Wednesday 23rd May 2018. Sanlúcar de Guadiana, Spain
This was not a special day on the Rio Guadiana. Normal weather, no fiestas. But I had agreed to work for Manuel, an old gentleman who wants to run boat trips in a large motor boat that has seen better days. He is short and perfectly spherical. Manuel cannot see very well and needs someone to drive and do other tasks that he no longer has the dexterity or fitness to do. I have been working for him on and off for the past few weeks. Martina had decided to go shopping in Villa Real and had left just before the girls got up and I had to get them ready for school.
Normally, getting Lily and Katie ready for school is a gargantuan task, which inevitably involves repeated commands and some screaming. However, when on my own, I think the girls realise my general lack of competence and get ready without expecting an adult to assist them. So it was that the girls were ready a full 20 minutes before we had to leave the boat. This was good because I had to take them to Reme’s shop before school to buy an exercise book which Lily needed.
Less than a minute after dropping the girls to school I am standing outside Manuel’s house. He tosses me the keys to his aging Mercedes. “Donde vamos?” I ask.
“Isla Cristina.” I wrestle the heavy, four geared vehicle, along the steep spaghetti roads leading out of town. Isla Cristina is 44 km away and Manuel and I have been there several times. I take Manuel to the usual spot, near the chandleries and fishing boats. But instead of going into a shop, Manuel whips out a business card and starts asking people for directions. We drive on, periodically stopping along all manner of strange, one-way, semi-pedestrian streets, to the sound of the honking horns of frustrated drivers and the fist waving curses of Manuel as he asks anyone and everyone where the heck this place is. After driving around the whole of the town we end up back where we started. We take a turn down a side road, barely wide enough for the Mercedes. It does not look promising and ends in a dead end. It turns out to be the street mentioned on the business card but there is no sign of any business, or really anything. I leave Manuel talking to some people in a carpenter’s workshop on the next street. I return to find they have been joined by one of the most eye-catching men I have ever seen. He is nearly my height, with a tight black top which displays his enormous muscles to good effect, skin tight ripped jeans, dark skin and a well-groomed beard. I start to mentally refer to him as “The Rock.”

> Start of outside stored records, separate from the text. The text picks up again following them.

PR #2061, opened 2024-03-19
Modifying NAA tests to run with broker host

somalaya:
Issue : NAA Tests in this pipeline run are failing https://identitydivision.visualstudio.com/Engineering/_build/results?buildId=1270279&view=ms.vss-test-web.build-test-results-tab&runId=3448652&resultId=100001&paneView=debug because they can only run with brokerHost app. We have a logic https://github.com/AzureAD/microsoft-authentication-library-common-for-android/blob/12d96b11ac124211e0cb0c7e0c9e0dadd07199e1/common/src/main/java/com/microsoft/identity/common/internal/platform/AndroidPlatformUtil.java#L140 that checks if the broker app is a debug app that the tests depend on. 

Fix : CP and Auth app debug versions are not produced in the pipeline currently. So we have to rely on brokerHost debug apk produced.

### DIFF
--- a/msalautomationapp/src/androidTest/java/com/microsoft/identity/client/msal/automationapp/testpass/broker/nestedAppAuth/TestCase2688459.java
+++ b/msalautomationapp/src/androidTest/java/com/microsoft/identity/client/msal/automationapp/testpass/broker/nestedAppAuth/TestCase2688459.java
@@ -30,6 +30,8 @@ import com.microsoft.identity.common.java.dto.AccountRecord;
 import com.microsoft.identity.labapi.utilities.client.LabQuery;
 import com.microsoft.identity.labapi.utilities.constants.TempUserType;
 import com.microsoft.identity.labapi.utilities.constants.UserType;
+import com.microsoft.identity.client.ui.automation.annotations.LocalBrokerHostDebugUiTest;
+import com.microsoft.identity.client.ui.automation.annotations.SupportedBrokers;
 
 import org.junit.Test;
 import org.junit.runner.RunWith;
@@ -40,6 +42,8 @@ import java.util.List;
 
 // Nested App auth silent request
 // https://identitydivision.visualstudio.com/Engineering/_workitems/edit/2688459
+@SupportedBrokers(brokers = BrokerHost.class)
+@LocalBrokerHostDebugUiTest
 @RunWith(Parameterized.class)
 public class TestCase2688459 extends AbstractMsalBrokerTest {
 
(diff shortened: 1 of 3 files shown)


p3dr0rv (approved):

msalautomationapp/src/androidTest/java/com/microsoft/identity/client/msal/automationapp/testpass/broker/nestedAppAuth/TestCase2688459.java
```diff
@@ -40,6 +42,8 @@
 
 // Nested App auth silent request
 // https://identitydivision.visualstudio.com/Engineering/_workitems/edit/2688459
+@SupportedBrokers(brokers = BrokerHost.class)
+@LocalBrokerHostDebugUiTest
```
shahzaibj, line 46: Why are two similar annotations required?

somalaya: I think one of them (LocalBrokerHost) is for the pipeline to identify that it needs to run with brokerHost.

shahzaibj: I'm not sure why the pipeline needs to identify it. The test infra today has capability to skip (ignore) tests has broker variant used is not in the list of SupportBrokers for the test.

somalaya: I am looking at the daily pipeline code and I see that there is a separate annotation being used to run brokerHost tests in a separate stage. That is probably the reason why we have 2 annotation for all tests that need to run on brokerHost.
https://identitydivision.visualstudio.com/Engineering/_apps/hub/ms.vss-build-web.ci-designer-hub?pipelineId=1490&branch=master&nonce=vCbn0InOkEbjZ%2BgVrNEk0Q%3D%3D

fadidurah: There's a separate stage to run with local brokerhost, distAutoBroker is not always usable for tests that require running on brokerhost, I made the change a while ago but i think some tests would only automate in a separate stage, the separate stage is required because we need to run test on an msal automation app with a different build variant

fadidurah (approved):

shahzaibj (approved):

We walk back to the car. The Rock follows us. “Venga!” states Manuel and we get into the car. Disturbingly, The Rock climbs into the back seat. “Sanlúcar” orders Manuel. What! For what purpose are we bringing this mass of human perfection back home to our tiny village.
I drive the 44km back to Sanlúcar. We take The Rock down to the pontoon and he inspects the wooden bench we have constructed over the previous few days along the back of Manuel’s boat. The men who work at the zip wire office, with their gym crafted bodies, stare down at him, with obvious muscle envy. After 20 minutes, the three of us climb back into the Mercedes and I drive the 44km back to Isla Cristina and back to the anonymous side road, where The Rock produces a key and opens a large grey metal door. We all walk inside. My jaw drops as I stare around the workshop. Broken chairs and settees surround us. The Rock is an upholsterer! Manuel leafs through a samples book and selects an outdoor seat cover in pink. The Rock explains that this is one of the more expensive materials, but they both seem to agree that it is worth the money. Then the haggling starts. Not about the cost. Manuel wants the job done tomorrow. Not possible! The foam and the cover would have to be ordered. Friday? No there is other work to do, it would have to be the end of next week. Manuel counts the days on his fingers. No good, too long. The Rock is getting exasperated, but Manuel will simply not back down. “Where do we get the materials from?” he asks.
“Seville.” Comes the reply, with a shrug emphasising the impossibility.
“Only Seville!” Manuel is beaming “Now if you’d said Barcelona that would be different, but Seville, easy!” They both turn and look at me expectantly.
“But I can’t … I have to be in Sanlúcar at two o’clock … pick my daughters up from school … make lunch … Martina is in Portugal … I have a Skype interview for a teaching job in England at three o’clock … I can’t do anything until at least four.” The pair of them discuss this. I don’t understand a word they are saying. Manuel and I climb back into the car and drive back to Sanlúcar once again. It is a quarter to two. “I’ll meet you here at the bar at four” says Manuel “The earlier you can make it the better.” Damn! The pressure is on big time.
I phone Martina. “Hi darling, have you had a good time?”
“Yes, I’m sitting in a lovely Italian restaurant with pizza and a glass of wine. I’ve finished all the shopping.”
“So, you’ll be back on the early bus then?”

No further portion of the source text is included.